Катюха терпела. А когда я вернулся, сын меня предателем считал. Мол, бросил я его в пять лет и вернулся в тринадцать. Сказал, что ему дед роднее отца. К тому времени Сашка и сам уже уходил в землянку. А потом пошёл добровольцем в народную дружину. Позже в милицию перешёл. Сейчас он какой-то важный человек. Думается мне, что не хуже того, кого та бабёнка порешила.
Мы с Сашкой сейчас уже не на ножах общаемся. То ли он повзрослел, то ли я постарел и обрюзг, но стало легче. Да и Катюха это заметила. Сын всё-таки. Давайте, милуйтесь тут.

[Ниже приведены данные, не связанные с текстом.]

PR #2708, opened 2022-12-14
#legacy #CU-3v0yb6h #CU-3vhy8q9 #CU-3u4b2mw migrated staging to zombienet

dzmitry-lahoda:
Signed-off-by: Dzmitry Lahoda <dzmitry@lahoda.pro>

waiting for merge of other PRs

# Testing

- waits for PRs about preventing reducing risks to switch to be merged

- build and run devnets via nix (native, docker, docker-compose work - composable only and complete)
- ??? staging testing ?

PR #2724, opened 2022-12-15
#CU-31pqtuu checking nix rot and nixops (we finally """compile""" nix)

dzmitry-lahoda:

👁 https://github.com/NixOS/nix/issues/7464 <- vote for nix to be come """compiled"""  👁

- dry run nixops staging 🛡
- evaluates all nix branches to prevent any rot (cc @radupopa2010 )
- fixes some rot :)  ⛑
- sets these as gate to merge to main
- is required for https://github.com/ComposableFi/composable/pull/2708
- in modified commands started to use nix profile instead of env as per guidelines (with cachix which support deploy :) )


.github/workflows/build-test-deploy.yml
```diff
@@ -592,41 +620,22 @@ jobs:
...
-      image: niteo/nixpkgs-nixos-22.05:316b762afdb9e142a803f29c49a88b4a47db80ee
-    steps:
-      - uses: actions/checkout@v3
-      - uses: "./.github/templates/watch-exec"
-        with:
-          command: nix -- build .#kusama-picasso-karura-devnet
-          token: "${{ secrets.CACHIX_AUTH_TOKEN }}"
-
   cache-devnet-all-dev-local:
-    name: "Package Full Devnet"
```
KaiserKarel, line 618: We'll still need a name key here, to ensure we can add a branch protection rule

dzmitry-lahoda: imho should use display name = name so we can be sure that any refactoring does not breaks hidden GH setting.

dzmitry-lahoda:
template failed with 

```
    DOCKER_USER_OPTION: $UID:$GID
Watching /nix/store for new store paths ...
Error: Process completed with exit code 130.
```

ComposableFiB0t:
Task linked: [CU-31pqtuu Migrate to zombienet](https://app.clickup.com/t/31pqtuu)

.github/workflows/build-test-deploy.yml
```diff
@@ -592,41 +620,23 @@ jobs:
...
+    name: "Cache devnet all dev local"
```
KaiserKarel, line 624:
```suggestion
    name: "Build all devnets"
```

KaiserKarel (approved):

.github/workflows/build-test-deploy.yml
```diff
@@ -136,6 +137,33 @@ jobs:
...
+      - uses: cachix/cachix-action@f5f67badd061acb62b5c6e25e763572ca8317004
+        with:
+          skipPush: true
+          installCommand: |
+            nix-channel --add ${{ env.NIX_NIXPKGS_CHANNEL }} nixpkgs
+            nix-channel --update
+            nix-env -iA nixpkgs.cachix
+          name: composable-community
+      - run: |
+          chmod +x ./.github/workflows/check-nix-long.sh
```
obsessed-cake, line 164: this is extra
```
$ cat <<EOF > foo.sh
> export BAR=123
> EOF

$ echo $BAR
# empty string

$ source foo.sh 
$ echo $BAR
123
```

dzmitry-lahoda: you mean you propose to store sh in yaml where it is not listed neither testable without GH?

dzmitry-lahoda: or you propose to use `./` instead of `source ./`?

.github/workflows/build-test-deploy.yml
dzmitry-lahoda: this name seems simpler and better. 
But imho name should be same as display name.  `Build all devnets` = `build-all-devnets`.  
Why would somebody want to have name != display name?

.github/workflows/check-nix-long.sh
```diff
@@ -0,0 +1,11 @@
+NIX_DEBUG_COMMAND="" && [[ $ACTIONS_RUNNER_DEBUG = "true" ]] && NIX_DEBUG_COMMAND='--print-build-logs --debug --show-trace --verbose'
+set -o pipefail -o errexit
+NIXPKGS_ALLOW_BROKEN=1 nix flake check --keep-going --no-build --allow-import-from-derivation  --no-update-lock-file --fallback -L ${NIX_DEBUG_COMMAND} --impure --option sandbox relaxed --impure 2>&1 | tee "nix.check.log"  || true
+set +o pipefail +o errexit
+echo "exited with(https://github.com/NixOS/nix/issues/7464) ${$?}" 
+cat "nix.check.log" | grep --invert-match  "error: path [']/nix/store/[a-zA-Z0-9]\+-[a-zA-Z0-9\.-]\+['] is not valid" \
+| grep --invert-match  "error: cannot substitute path [']/nix/store/[a-zA-Z0-9]\+-[a-zA-Z0-9\.-]\+['] \- no write access to the Nix store" \
+| grep --invert-match '^error: some errors were encountered during the evaluation' > "filtered.nix.check.log"
+RESULT=$(cat "filtered.nix.check.log" | grep -c 'error:')
```
obsessed-cake, line 9:
```suggestion
RESULT=$(grep -c 'error:' "filtered.nix.check.log")
```

.github/workflows/check-nix-long.sh
```diff
@@ -0,0 +1,11 @@
...
+echo "Got errors $RESULT"
```
obsessed-cake, line 10:
```suggestion
echo "Got $RESULT errors"
```

obsessed-cake (approved):

.github/workflows/check-nix-long.sh
dzmitry-lahoda: fixed in next PR

.github/workflows/check-nix-long.sh
dzmitry-lahoda: haha :) fixed in next PR

.github/workflows/build-test-deploy.yml
obsessed-cake: > 

You can remove `chmod +x ./.github/workflows/check-nix-long.sh`. `source` doesn't require an executable flag.

.github/workflows/check-nix-long.sh
dzmitry-lahoda: so it is like `buildin.any`

grep is not responsible for reading stream, just consume (F#/C#/Ocaml style). 

you may compose cat with anything, while direct grep repl is not composable.

dzmitry-lahoda: please comment. 

so change in next pr for zombienet. so IMHO better write piped script so these compose better.

.github/workflows/build-test-deploy.yml
dzmitry-lahoda: changed `Cache devnet all dev local` -> `Build all devnets` and `cache-devnet-all-dev-local` -> `build-all-devnets` in next PR.

.github/workflows/build-test-deploy.yml
dzmitry-lahoda: Assuming suggestion was to remove source. removed in next pr for zombient. thank you.

dzmitry-lahoda:
Fixed comments in next PR for zombienet.

dzmitry-lahoda:
@mergify refresh

dzmitry-lahoda:
@cor @hussein-aitlahcen anything to say https://github.com/ComposableFi/composable/pull/2724 ? I fixed existing comments in next PR.

cor (approved):
LGTM, will be good to add ARM to this later on

.github/workflows/check-nix-long.sh
obsessed-cake: > grep is not responsible for reading stream, just consume (F#/C#/Ocaml style).

hmm... but `cat` also consumes a source wholly.

> while direct grep repl is not composable.

really?

```
grep foo bar.txt | grep ERROR | grep -v timeout | ...
```

dzmitry-lahoda: your first grep should match all lines.  other then that sure can grep 2 times.

i did not know that cat is not streaming. i thought it is. 
 
also would perfer timeout to be separate command, so can timeout regardless of grep or not. like separate timeout worki with any stream.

Пойду листовку почитаю.
Настя задрожала.
– Дядя Мирон, – произнесла она. – Та бабёнка, что порешила…
Сказать дальше не хватило смелости.
– Да-да! Порешила баба здорового мужика. Одним ударом. Вот так бывает, однако.
Только он повернулся и сделал шаг, как Настя опять заговорила:
– Та бабёнка – я…
У Мирона глаза расширились раза в три точно.
– Во дела, – прошептал он и перекрестился. – А это, стало быть, муж твой?
Настя кивнула. Егор при этом молчал.
– А чего он тебе сделал, следователь этот?
– Долгая история, – Насте не хотелось сейчас рассказывать о том, что сделал с ней Слизняк.
– Да-а-а-а, – Мирон почесал затылок. Присел на кровати рядом с Егором: – И что мне теперь с вами делать?
– Я осмотрела его, – сказала Настя. – Переломов нет. Есть вывихи и смещения. Я врач. Всё сделаю.
– Хо-ро-шо, – по слогам произнёс Мирон. – Я сейчас вернусь.
Вернулся с листовкой, стал читать:
– Внимание! Розыск! Разыскивается Ермакова Ирина Михайловна, 1896 года рождения. Студентка медицинских курсов. Штатный врач госпиталя номер шесть. Место жительства неизвестно. Рост примерно 170–175 см, волосы…
Мирон вздохнул. Отложил листовку.
– Не буду её вешать. Сам пусть организовывает. Скажу, что повесил, да сорвал кто-то.
А вас надо куда-то отвезти. Только куда? Везде будут сейчас проверять.
Задали вы мне задачу. Одно радует, что Сашка на две недели уедет в столицу. А вот когда вернётся, вас тут быть не должно. Могу в Сибирь отправить к Катькиному отцу. Жив, чертяка… Ему всё нипочём! Не стареет, не молодеет. В одной поре остался и не меняется. Ведьмак.
Там вас точно никто не найдёт.
Только вот мне надобно отпуск взять. Скажу, что заболели родители.
Мирон ушёл.
– Настя, – произнёс Егор, – что же ты наделала, родная моя?
– Что? Стыдно? – Настя взорвалась. – Стыдно преступнице в глаза смотреть? Так я могу и уйти. Он тебя не бил, не мучил. А я его только увидела, всё тело заболело. У него взгляд такой, что можно сгореть дотла. Вот я и сгорела, Егор. Туда ему и дорога. Мне осталось только вслед за ним уйти.